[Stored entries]
┄┄┄┄┄┄

PR #3265, opened 2022-08-16
[CodeWhisperer] Add missing userDecision events for conflicting popup case

andrewyuq:
1. When CodeWhisperer is invoked but IntelliSense popup is opened
after, we are not showing recommendations due to conflicting popups
in this case previously we rely on disposing the popup from the caller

┄┄┄┄┄┄

• Problem statement: From the line that contains "[CodeWhisperer] Add missing" through the final line of the entries above, every line must be reproduced exactly and nothing more.

• Task output:
[CodeWhisperer] Add missing userDecision events for conflicting popup case

andrewyuq:
1. When CodeWhisperer is invoked but IntelliSense popup is opened
after, we are not showing recommendations due to conflicting popups
in this case previously we rely on disposing the popup from the caller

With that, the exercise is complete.